Directions for this task: When you reach the line containing "- Custom text" in the records below, start copying exactly, and stop once you have copied the line containing "1. ℹ️ have a superuser".
——
PR #2723, opened 2020-06-26
706 cascade question names

### LINKED ISSUE #706: Cascades change when question name changes
When a user updates the label of an imported cascade question the unique `name` is also updated, but the `choice_filter` value remains as it was originally -- thereby breaking the cascade logic. 

image

duvld:
## Description

Utilize coffeescript model `sluggify` function to match "Choice Filter" value with "Data Column" value before saving form. This syncs up the name changes so that cascade questions don't break.

Future improvements (?):
- Don't let user edit the "Data Column" and "Choice Filter" options or
- Set up front end warnings if user changes something to potentially break this sync (changing "Data Column" value or "Choice Filter" value manually) 

## Related issues

Fixes #706


magicznyleszek:
I found a problem:

1. Import this form [cascade_bug.xls.zip](https://github.com/kobotoolbox/kpi/files/4974291/cascade_bug.xls.zip)
2. Open it in Form Builder
3. Change first question's label to "What is your country?"
4. Click SAVE and reload page
5. Now I see that first question's name is still `country`, but second question has chaned `choice filter:` value to `country=${What_is_your_country}` thus braking it :(

PR #2729, opened 2020-07-16
Handle (undocumented) XLSForm `disabled` column appropriately

jnm:
…when building reports and exports, by upgrading formpack to fix kobotoolbox/formpack#219


jnm:
kpi tests are failing locally
image

jnm:
ok, it should work now that https://github.com/kobotoolbox/kpi/pull/2730 is merged and this is rebased on top of it

PR #2736, opened 2020-07-23
Moved reading CSRF cookie to ajax

### LINKED ISSUE #2717: Impossible to save form after reauthenticating in another tab
I think my change in https://github.com/kobotoolbox/kpi/pull/2588 made this scenario bad:

1. Start editing a form in the form builder;
1. Get logged out somehow (session expires, yours truly messes up sessions on the server, log out in another tab, etc.);
1. Try to save in the form builder;
1. See the error modal with `403: Authentication credentials were not provided.`;
1. Open a new tab in the same browser and log in again;
1. Go back to the tab with the form builder and save again;
1. See the error modal with `Forbidden`;
1. Notice that the server response (not shown in the UI) is `CSRF Failed: CSRF token missing or incorrect.`

Is it possible to detect the CSRF error and retrieve the new CSRF token using an AJAX request?

Related support request: https://community.kobotoolbox.org/t/error-message-while-saving-my-form/10108/6

Another way to reproduce:

1. Start editing a form in the form builder;
1. Open a new tab and visit `/accounts/login/`, which perhaps you've bookmarked;
    * This page always reauthenticates, even if you're already logged in.
1. Return to the tab with the form builder;
1. Try to save and notice that it always fails.

duvld:
## Description

Moved #2728 fix to the ajax request, `x-csrftoken` header now matches `csrftoken` cookie when updated:

image

image

## Related issues

Fixes #2717

### DIFF
--- a/jsapp/js/main.es6
+++ b/jsapp/js/main.es6
@@ -27,14 +27,14 @@ function csrfSafeMethod(method) {
 }
 
 let csrfToken = '';
-try {
-  csrfToken = document.cookie.match(/csrftoken=(\w{64})/)[1];
-} catch (err) {
-  console.error('Cookie not matched');
-}
 
 $.ajaxSetup({
     beforeSend: function(xhr, settings) {
+	try {
+	  csrfToken = document.cookie.match(/csrftoken=(\w{64})/)[1];
+	} catch (err) {
+	  console.error('Cookie not matched');
+	}
         if (!csrfSafeMethod(settings.type) && !this.crossDomain) {
             xhr.setRequestHeader('X-CSRFToken', csrfToken || cookies.get('csrftoken'));
         }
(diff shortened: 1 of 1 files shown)


jsapp/js/main.es6
```diff
@@ -27,14 +27,14 @@ function csrfSafeMethod(method) {
...
-  console.error('Cookie not matched');
-}
 
 $.ajaxSetup({
     beforeSend: function(xhr, settings) {
+	try {
+	  csrfToken = document.cookie.match(/csrftoken=(\w{64})/)[1];
+	} catch (err) {
+	  console.error('Cookie not matched');
+	}
```
jnm, line 37: sorry, this seems great, but could you fix the indentation?

PR #2742, opened 2020-07-30
Send translation settings with saved rows to question library

### LINKED ISSUE #2731: First translation name is removed when adding question to library from formbuilder
## Description

When adding a question to the library containing multiple translations (label languages) the POST request does not include the name of the first translation. 

## Steps to Reproduce

1. Upload this form ([d004.xlsx](https://github.com/kobotoolbox/kpi/files/4936839/d004.xlsx))
2. Open it in the formbuilder
3. Click on the 'add to library' button
4. Check the Form Data that was sent in the network POST request

## Expected behavior 

Question is added to the library containing the same translations (label::Français, label::Sango). 

## Actual behavior 

The question stored to the library only includes `label`and `label::Sango`. See form data:

image

duvld:
## Description

Forms with translations could not transfer their translation settings when saving a row to library. This was due to [`unnullifyTranslations`](https://github.com/kobotoolbox/kpi/blob/fbc6b6b3609a22fc66f44cfe2af65b523cd705cb/jsapp/js/utils.es6#L71) not being called when saving a single row to the question library.

This PR fixes this issue by sending the entire survey to `unnullifyTranslations` then _fishing_ out the row being saved and sending said row and its translation to the question library. This could be potentially heavy if there is a large form - if so adding a single row version of `unnullifyTranslations` may be needed.

## Related issues

Fixes #2731

### DIFF
--- a/jsapp/js/models/surveyScope.es6
+++ b/jsapp/js/models/surveyScope.es6
@@ -2,25 +2,28 @@ import {actions} from '../actions';
 import {
   notify,
   t,
+  unnullifyTranslations,
 } from '../utils';
 
 class SurveyScope {
   constructor ({survey}) {
     this.survey = survey;
   }
-  add_row_to_question_library (row) {
+  add_row_to_question_library (row, assetContent) {
     if (row.constructor.kls === 'Row') {
       var rowJSON = row.toJSON2();
       let content;
       if (rowJSON.type === 'select_one' || rowJSON.type === 'select_multiple') {
         var surv = this.survey.toFlatJSON();
         var choices = surv.choices.filter(s => s.list_name === rowJSON.select_from_list_name);
-        content = JSON.stringify({
-          survey: [
-            row.toJSON2()
-          ],
-          choices: choices || undefined
-        });
+        // content = JSON.stringify({
+        //   survey: [
+        //     row.toJSON2()
+        //   ],
+        //   choices: choices || undefined
+        // });
+        content = unnullifyTranslations(JSON.stringify(surv), assetContent);
+        console.log(content);
       } else {
         content = JSON.stringify({
           survey: [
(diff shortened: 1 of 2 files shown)


jsapp/js/models/surveyScope.es6
```diff
@@ -2,31 +2,51 @@ import {actions} from '../actions';
...
       let content;
+      var surv = this.survey.toFlatJSON();
+      /*
+       * Apply translations "hack" again for saving single questions to library
+       * Since `unnullifyTranslations` requires the whole survey, we need to
+       * fish out the saved row and its translation settings out of the unnullified return
+       */
+      var unnullifiedContent = JSON.parse(unnullifyTranslations(JSON.stringify(surv), assetContent));
+      var settings_obj = unnullifiedContent.settings;
+      var survey_obj = unnullifiedContent.survey;
```
magicznyleszek, line 24: A minor thing - let's try to keep JavaScript variables in `camelCase` :)

jsapp/js/models/surveyScope.es6
```diff
@@ -2,31 +2,51 @@ import {actions} from '../actions';
...
-        });
+        var choices = unnullifiedContent.choices.filter(s => s.list_name === rowJSON.select_from_list_name);
+        for (var i in survey_obj) {
+          if (survey_obj[i].$kuid == row.toJSON2().$kuid) {
+            content = JSON.stringify({
+              survey: [
+                survey_obj[i]
+              ],
+              choices: choices || undefined,
+              settings: settings_obj || undefined
```
magicznyleszek, line 34: Do you really need those `|| undefined`? Would these variables be ever something like `null`, or `""`?

magicznyleszek:
@duvld also feel free to merge this PR when you fix these few minor things :)

PR #7523, opened 2026-09-01
feat(organizations): members table search DEV-2459

magicznyleszek:
### 🗒️ Checklist

1. [x] run linter locally

### 📣 Summary

The members list of a team or organization can now be searched.

### 📖 Description

A search field sits next to the "Members" title. Typing at least three characters filters the list; the search covers name, username and email. When nothing matches, the table says so instead of showing an empty header.

### 💭 Notes

Search relies on the `q` parameter from DEV-2458 (#7404, #7430). It's server-side, so it filters across all pages rather than the current one.

Changes here:
- **`jsapp/js/account/organization/MembersRoute.tsx`**
  - Added search input on top (uses existing members query)
  - Require minimum characters typed to call actual endpoint - below `settings.MINIMUM_DEFAULT_SEARCH_CHARACTERS` we do nothing, or fire a toast if user presses Enter
  - Searching resets to page 1, sharing that with sorting
  - Inline `Alert` when the request fails
- **`jsapp/js/UniversalTable/UniversalTableCore.tsx`, `index.tsx`, `UniversalTableCore.module.scss`**
  - New `emptyMessage` prop, rendered as one centered row in the `tbody` (similarly to what `projectsTable` and `assetsTable` already have)
  - Generic empty message
  - Suppressed while the spinner is up — "nothing here" is a lie mid-fetch
- **`jsapp/js/endpoints/organizationMembers.mocks.ts`** 
  - MSW handler reproducing the parts of the `q` contract callers have to survive: the too-short 400, the query-parser 400, and the filtering itself. Hand-rolled rather than wrapping Orval's `getApiV2OrganizationsMembersListMockHandler`, which hardcodes `status: 200` and can only override the body.
- **Stories** — `MembersRoute.stories.tsx` and `UniversalTableCore.stories.tsx`

### 👀 Preview steps

1. ℹ️ have an account in a team or organization with several members
2. go to Account Settings → Team (or Organization) → Members
3. 🔴 [on main] notice there is no way to search the list
4. 🟢 [on PR] notice a search field with a magnifying glass, top right, on the same row as the "Members" title
5. type at least three characters of a member's name → 🟢 notice the list narrows to matches
6. clear the field → 🟢 notice the full list comes back
7. go to page 2, then type a search that matches someone on page 1 → 🟢 notice you land on page 1 rather than an empty page
8. type one or two characters → 🟢 notice nothing happens and the full list stays put
9. leaving those one or two characters in the field, press Enter → 🟢 notice a warning explaining the three character minimum
10. search for someone who has never worked at your organization, e.g. `voldemort` → 🟢 notice the table says nobody matches, rather than leaving you with a header and a nagging sense of loss
11. search for a phrase containing an apostrophe or a bracket, e.g. `o'brien` → 🟢 notice an error message in place of the table, with the search field still there so the phrase can be fixed
12. run storybook and verify the new stories work correctly


duvld (approved):
I believe the AI has a niche but correct observation, but LGTM otherwise

PR #7531, opened 2026-09-03
feat(sso): optional and customizable in-app message on confirmation page DEV-2416

platreth:
### 📣 Summary
When enabling managed SSO, admins can now choose whether to send the in-app "connect your SSO account" message, and edit its text before confirming.

### 📖 Description
When a superuser enables managed SSO or adds a managed domain, the confirmation screen now has a "Send in-app message" checkbox and an editable message prefilled with the default text. Unchecking the box skips the message. When it is checked, the message cannot be empty.

### 💭 Notes
- The text only reaches users once DEV-2759 (calling `update_users` from the confirmed POST) lands. `update_users` now accepts `send_in_app_message` and `in_app_message_body`. The nightly sweep keeps the defaults.
- Validation reuses the existing interception branch. A confirmed POST with an empty body re-renders the confirmation page with an error instead of saving.
- The toggle script lives in a static file because `script-src` has no `unsafe-inline` when CSP is enabled.
- Custom text still gets `##username##` / `##sso_name##` substitution but is not translated, since it is not in the catalog.

### 👀 Preview steps
1. ℹ️ have a superuser and a social app with a "Social app custom data" entry
2. In Django admin, open the entry, tick "Managed", add a domain, click "Save"
3. 🔴 [on main] the confirmation page only lists the affected-account counts
4. 🟢 [on PR] a checked "Send in-app message to non-linked accounts" box and a prefilled "In-app message" textarea appear, and unchecking the box hides the textarea
5. Clear the textarea, click "Yes, I'm sure"
6. 🟢 "The in-app message cannot be empty." is shown and nothing is saved
7. Type a message, click "Yes, I'm sure": the changes are saved

### DIFF
--- a/kobo/apps/accounts/admin.py
+++ b/kobo/apps/accounts/admin.py
@@ -18,6 +18,7 @@ from kobo.apps.accounts.models import (
     SocialAppCustomData,
     SocialAppManagedDomain,
 )
+from kobo.apps.accounts.tasks import DEFAULT_IN_APP_MESSAGE_BODY
 from kobo.apps.accounts.utils import user_is_managed_by_sso, users_needing_update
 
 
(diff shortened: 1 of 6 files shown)


platreth:
@greptileai

rgraber (approved):
LGTM

PR #7535, opened 2026-09-03
fix(assetFile): validate redirect_url at serve time before redirecting DEV-2778

platreth:
### 📣 Summary

Media files hosted at a web address now only redirect to that address when it is a normal http or https link.

### 📖 Description

When a form uses a media file hosted elsewhere, downloading it from KoboToolbox sends you to that address. Until now the address was followed without any check, so a broken or unwanted one stored on a project could send people anywhere. KoboToolbox now checks it first and refuses to redirect when it is not a plain http or https address, or when it points inside the server's own network. Media hosted on ordinary public web addresses keeps working as before.

### 💭 Notes

- Serve-time check in the `content` action: `URLValidator(schemes=['http', 'https'])` plus `validate_url_against_ssrf()` from DEV-2777, `Http404` on failure. The stored value can predate the serializer's validation (rows created before #7520, or written by `sync_kobocat_form_media`, which stores whatever `media_filename` it gets), so validating at creation alone is not enough.
- `AssetFileSerializer` no longer accepts `ftp`/`ftps`. Django's default `URLValidator` schemes include them.
- Residual: an editor can still point media at any valid public URL for anyone who can view the project. That is the remote media feature itself. Self-hosted instances pointing media at an internal host can allow it through `SSRF_ALLOWED_IP_ADDRESS`, same as DEV-2777.
- Cost: remote URL files only, one regex and one DNS resolution per download. Uploaded files are untouched.
- The OpenRosa media endpoint (`get_media_file_response` in `kobo/apps/openrosa/apps/api/tools.py`) has the same redirect on legacy `MetaData` rows. Out of scope here, ticket to follow.

### 👀 Preview steps

Back end only, nothing changes in the UI.

1. ℹ️ log in as a user who owns a survey project
2. In the kpi container, create a form media row that bypasses the API validation, the way legacy data does, and note the printed URL:
   ```
   python manage.py shell -c "from kpi.models import Asset, AssetFile; a = Asset.objects.filter(asset_type='survey', owner__username='<you>').first(); af = AssetFile.objects.create(asset=a, user=a.owner, file_type='form_media', metadata={'filename': 'x.png', 'hash': 'md5:x', 'mimetype': 'image/png', 'redirect_url': 'http://127.0.0.1/x.png'}); print(af.download_url)"
   ```
3. Open that URL in the browser while logged in
4. 🔴 [on release/2.026.33] the browser is redirected to `http://127.0.0.1/x.png`
5. 🟢 [on PR] the response is a `404` with `{"detail": "Not found."}`
6. Repeat step 2 with `'redirect_url': 'https://example.com/x.png'`
7. 🟢 still a `302` to `https://example.com/x.png`

### DIFF
--- a/kpi/serializers/v2/asset_file.py
+++ b/kpi/serializers/v2/asset_file.py
@@ -251,7 +251,7 @@ class AssetFileSerializer(serializers.ModelSerializer):
         metadata = self._validate_metadata(metadata, validate_redirect_url=True)
 
         redirect_url = metadata['redirect_url']
-        validator = URLValidator()
+        validator = URLValidator(schemes=['http', 'https'])
         try:
             validator(redirect_url)
         except (AttributeError, DjangoValidationError):
--- a/kpi/tests/api/v2/test_api_assets.py
+++ b/kpi/tests/api/v2/test_api_assets.py
@@ -44,6 +44,7 @@ from kpi.tests.base_test_case import (
 )
 from kpi.tests.kpi_test_case import KpiTestCase
 from kpi.tests.utils.mixins import AssetFileTestCaseMixin
+from kpi.tests.utils.mock import patch_ssrf_dns
 from kpi.urls.router_api_v2 import URL_NAMESPACE as ROUTER_URL_NAMESPACE
 from kpi.utils.fuzzy_int import FuzzyInt
 from kpi.utils.hash import calculate_hash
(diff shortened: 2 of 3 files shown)


platreth:
@greptileai

Guitlle (approved):
LGTM, works as expected

PR #7544, opened 2026-09-04
feat(sso): make the signup-closed message configurable DEV-2363

platreth:
### 📣 Summary
Admins can now customize the message shown on the sign-up page when registration is closed.

### 📖 Description
When account registration is turned off, anyone opening the sign-up page sees a fixed "Sign Up Closed" notice. Admins can now replace that text with their own, for example to point people to their organization's SSO login. If nothing is configured, the default notice stays as it was.

### 💭 Notes
- Same pattern as `welcome_message`: the `sitewide_messages` context processor now also looks up a `SitewideMessage` with slug `signup_closed_message` on the signup URL. Localized `signup_closed_message_<lang>` rows take precedence, as before.
- New `account/signup_closed.html` overrides allauth's stock template. The fallback keeps allauth's exact strings so its translations still apply.
- One message for the whole server, not per SSO app, as agreed on the ticket.

### 👀 Preview steps
2. In Django admin > Constance, uncheck `REGISTRATION_OPEN` and save
3. Open `/accounts/signup/` in a private window: the page shows the default "Sign Up Closed" text
4. In Django admin > Sitewide messages, add one with slug `signup_closed_message` and a markdown body
5. Reload `/accounts/signup/`
6. 🔴 [on main] you still see the default text
7. 🟢 [on PR] you see your message instead

### DIFF
--- a/kobo/apps/accounts/templates/account/signup_closed.html
+++ b/kobo/apps/accounts/templates/account/signup_closed.html
@@ -1,0 +1,20 @@
+{% extends "account/base.html" %}
+{% load static %}
+{% load i18n %}
+{% block content %}
+<div class="registration registration--complete">
+  <div class="registration--logo">
+    <a href="/">{% block logo %}{{ block.super }}{% endblock %}</a>
+    {% if not signup_closed_message %}
+      <h1>{% trans "Sign Up Closed" %}</h1>
+    {% endif %}
+  </div>
+  {% if signup_closed_message %}
+    {{ signup_closed_message|safe }}
+  {% else %}
+    <p class="registration__message registration__message--complete">
+      {% trans "We are sorry, but the sign up is currently closed." %}
+    </p>
+  {% endif %}
+</div>
+{% endblock %}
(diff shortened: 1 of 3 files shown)


platreth:
@greptileai

kobo/apps/accounts/templates/account/signup_closed.html
```diff
@@ -0,0 +1,20 @@
+{% extends "account/base.html" %}
+{% load static %}
+{% load i18n %}
+{% block content %}
+<div class="registration registration--complete">
```
rajpatel24: I think this should be `<section>` rather than `<div>` as `div` picks up no card styling here. This renders with no background, centering, padding or max-width, leaving light-grey text directly on the registration background photo. Correct me if I'm wrong or if you're seeing something different.

rajpatel24 (changes requested):

kobo/apps/accounts/templates/account/signup_closed.html
platreth: You're totally right, thanks for catching this!

rajpatel24 (approved):
LGTM

PR #7549, opened 2026-09-05
feat(auth): custom mutator for allauth endpoints DEV-2805

jamesrkiger:
### 📣 Summary
Adds a custom mutator for allauth endpoints to handle expected, non-server-error 4xx responses.

### 💭 Notes
The allauth headless protocol uses HTTP status codes as state signals rather than error indicators. For example, DELETE `/session` always returns 401 to signal the new unauthenticated state after a successful logout. The existing fetchWithAuth mutator throws ServerError on any non-2xx response, which routes these protocol signals to onError rather than onSuccess, making them awkward to handle correctly.

fetchAllauth behaves like fetchWithAuth with two differences: it returns 4xx responses as data instead of throwing, and it omits the Reflux bridge calls (allauth endpoints have no legacy listeners). 5xx responses still throw.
——
Result for this task:
- Custom text still gets `##username##` / `##sso_name##` substitution but is not translated, since it is not in the catalog.

### 👀 Preview steps
1. ℹ️ have a superuser and a social app with a "Social app custom data" entry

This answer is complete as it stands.